On 10 Aug 00, at 12:12, Tesla list wrote:

> Original poster: "acmnovak" <acmnovak-at-email.msn-dot-com> 
> 
> Hello All,
> Today I uploaded a picture to my xoom-dot-com account that might interest you.
> Sorry but I don't have a webpage or anything to go with it... Maybe someday.
> Anyhow, here it is:
> <http://members.xoom-dot-com/mpn54601/csnlab.jpg>http://members.xoom-dot-com/mpn546
> 01/csnlab.jpg 
>  It is from a book called "The Fantastic Inventions Of Nikola Tesla". the
> picture shows a small part of the colorado springs facility. One thing that
> cought my eye in the photo is the large wire size used on his coils. In the
> original photo, you can see the large wire much more easily than in the scan.
> It appears as if he used 6 guage wire on a twelve inch form. Also, Tesla once
> said "...the builder will find that hundreds of turns are not necessary
for the
> secondary to achive high voltages..." This was quite a shock to me seeing as
> most of use use upwards of 800 turns on our coils. I realize that he was
> talking about magnifiers, but can't we apply this knowledge to our coils? 
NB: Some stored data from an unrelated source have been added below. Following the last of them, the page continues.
PR #314, opened 2016-03-31
Make sure that alerts will also be active for very low packets.

tzachi-dar:

This fixes the issue of no alerts when packets get very low.


tzachi-dar:
Merged in 327.

tzachi-dar:
Actually was merged in 329.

> Anyone tried using really large wire on their secondary? 
> I'd like to try a 4" x 16" (10cm x 40cm) coil wound with 18 guage enameled
> wire... That might be interesting along with a tightly coupled primary with
> maybe two or three turns of 3/8" copper tubing. 
> Any thoughts?

The high voltage from few turns thing applies to CW driven 
coils (e.g. D.H. Sloan's accelerator coil produced something 
approaching 1MV and had a secondary of less than 20 turns if 
memory serves). CW is the key - energy is pumped in on a 
continuous basis and the secondary keeps on ringing up until 
its losses or a discharge exceed the per-cycle energy that the 
supply is pumping in. To do this with cap discharge would 
require a cap energy that delivered the equivalent amount of 
energy that the CW system stores in the resonator over ?? 
cycles. Note that the Corum's analyses of super high voltages 
from TCs explicitly assume a CW mode of operation.